I'm with you guys. I don't really see how adding "sand" to the oil increases lubricity. I understand the concept, analogous to adding teeny tiny ball bearings to the oil.

But I'm reminded of the teflon-in-oil debacle of a few years ago. There's no doubt teflon reduces friction. But adding it to oil was the wrong thing to do. It was supposed to coat the bearing surfaces to reduce friction. It really did do that, to an extent. But it also clogged up the oil ports leading to oil starvation at the bearings it was supposed to protect.

It just sounds like turning your oil into a polishing compound.


Kevin


----------



## Maryak (Dec 19, 2008)

Philjoe5  said:
			
		

> Then I'm going to apply some of the test lubricant and see what happens to "t".



I have a gut feel it's not what happens to "t" but what happens to your compressor bearings ??? ??? ???

Diamonds have facets which cut  At nano size I fear they will hack their way into the grain boundaries of the materials they are supposedly lubricating.

Sounds like BS to me with all due respect. Ala Teflon in oil referred to below

Best Regards
Bob


----------



## compound driver 2 (Dec 19, 2008)

I wouldnt want it any place close to my traction engine!


----------



## Kermit (Dec 19, 2008)

I wonder how carbon "bucky" balls would do in such an application. supposing they could cause them to be more robust as well.

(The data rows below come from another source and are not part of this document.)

PR #6704, opened 2025-10-08
compat: Python 3.14

hoxbro:
It appears that the only non-supported packages for HoloViews are numba and tsdownsample (at least for the lock). Let's see about the tests.

### DIFF
--- a/examples/conftest.py
+++ b/examples/conftest.py
@@ -62,6 +62,7 @@ if find_spec("datashader") is None:
         "reference/elements/plotly/ImageStack.ipynb",
         "user_guide/15-Large_Data.ipynb",
         "user_guide/16-Streaming_Data.ipynb",
+        "user_guide/Interactive_Hover_for_Big_Data.ipynb",
         "user_guide/Linked_Brushing.ipynb",
         "user_guide/Network_Graphs.ipynb",
     ]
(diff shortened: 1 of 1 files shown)


.github/workflows/test.yaml
```diff
@@ -84,23 +84,23 @@ jobs:
         run: |
           MATRIX=$(jq -nsc '{
               "os": ["ubuntu-latest", "macos-latest", "windows-latest"],
-              "environment": ["test-310", "test-313"]
+              "environment": ["test-310", "test-313", "test-314"]
```
hoxbro, line 87: When all packages can be installed by 3.14, we will remove test-313.

.github/workflows/test.yaml
```diff
@@ -84,23 +84,23 @@ jobs:
...
+              "environment": ["test-310", "test-311", "test-312", "test-313", "test-314"]
           }')
           echo "MATRIX=$MATRIX" >> $GITHUB_ENV
       - name: Set test matrix with 'downstream' option
         if: env.MATRIX_OPTION == 'downstream'
         run: |
           MATRIX=$(jq -nsc '{
               "os": ["ubuntu-latest"],
-              "environment": ["test-311"]
+              "environment": ["test-310"]
```
hoxbro, line 103: Changed this to one of the versions we also do by default.

pyproject.toml
```diff
@@ -139,6 +140,11 @@ filterwarnings = [
     "ignore:The legacy Dask DataFrame implementation is deprecated:FutureWarning", # https://github.com/holoviz/spatialpandas/issues/146
     # 2025-05
     "ignore:The 'shapely.geos' module is deprecated, and will be removed in a future version:DeprecationWarning", # https://github.com/geopandas/geopandas/pull/3453
+    # 2025-10
+    "ignore:`duckdb.typing` is deprecated and will be removed in a future version. Please use `duckdb.sqltypes` instead.", # https://github.com/narwhals-dev/narwhals/issues/3137
```
hoxbro, line 144: Not related to this PR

Could it be another form of carbon similar to graphite as opposed to true diamond crystal structure?


----------



## shred (Dec 19, 2008)

I spoke to a guy that works with such things a while ago.. he says it appears to be functional as a lubricant, but not significantly better than alternatives and it does have some issues as described above. In addition, diamonds will burn and crack far more easily than say, metal or ceramic ball bearings.


----------



## Philjoe5 (Dec 19, 2008)

Thanks for the feedback everyone. I'm not too worried about trashing my test engine since I'm only going to run this stuff for a brief period of time. It can't be any worse than the lapping compound I applied (incorrectly) to the piston and cylinder when I was fitting things together on this engine. I'll let you know how my testing results come out.

Cheers,
Phil


----------



## ChooChooMike (Dec 19, 2008)

This "NanoLube" has been posting his messages all over the net, especially the Yahoo groups .... starting to get a bit spammy :


----------



## Kermit (Dec 20, 2008)

Yep, I thought his response to the first few posts was a little too "calm". We were trashing the idea!

Good to know my spidey senses are still working,
Kermit


----------



## Kermit (Dec 20, 2008)

Hey, I was right. It is buckyballs they are using.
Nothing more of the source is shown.